2 # input generation

3 s1 = rand State()

4 s2 = relax(s1)

6 o1, o2 = 0, 0

8 for _ in range(10):

9 rs.append(rand Int(0, MAX_INT))

10 for i in range(10):

11 o1 += play(s1, rs[i])

12 o2 += play(s2, rs[i])

13 # postcondition

14 if o1 <= o2 :

15 passed += 1

17 postcond_violtn += 1

18 process_bug()

19 budget -= 1

Figure 2: Snippet of test harness generated by NOMOS from Fig. 1b.

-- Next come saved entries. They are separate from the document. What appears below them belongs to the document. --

PR #206, opened 2026-04-30
feat(dev): harden markdownlint docker container usage

tobias-ibounig-dt:
## Description

Minor security improvement. Do not give containers more permissions than necessary.

  Restrict surface area against supply chain attacks:
  - Drop all Linux capabilities; re-add only CAP_DAC_OVERRIDE for the fix variant (needed for file writes across UID boundaries)
  - do not permit network access via --network=none
  - Add --read-only root FS to the lint-only target
  - Enforce --no-new-privileges to block setuid/setgid escalation

  No --user flag: host UID varies across environments and breaks
  volumewrite permissions. Seccomp profiles would add more
  isolation but are overkill for a local dev tooling target.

postcondition on line 16 expresses that the number of wins for the easier game should at least match the number of wins for the original game. Note that the property depends on 20 model invocations (2 in each of 10 loop iterations) and is, therefore, a 20-safety property. NOMOS specifications are automatically compiled into a test harness, i.e., code that tests the model against the properties. Fig. 2 shows a snippet of the test harness generated by NOMOS from the specification of Fig. 1b. NOMOS executes a userspecified number of tests, stored in budget (line 1). Each test consists in generating a random input s1 and relaxing it into s2 (lines 3 4), running the body of the specification with these inputs (lines 6 12), and checking whether a bug is found (lines 14 18), where a bug is a postcondition violation. Any found bugs are processed for de-duplication. As output, NOMOS provides the unique failing tests, that is, those for which the postcondition is violated.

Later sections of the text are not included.